The problem >>
Reply with one number only: the count of lines below that contain the word "Unknown".

The data >>

PR #335, opened 2017-05-21
Fix displayName <Unknown /> in react dev tools

dragfire:
When inspecting the component in React Dev Tools, it is displayed as `<Unknown />` Component, which is kind of annoying.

Exercise response >>
2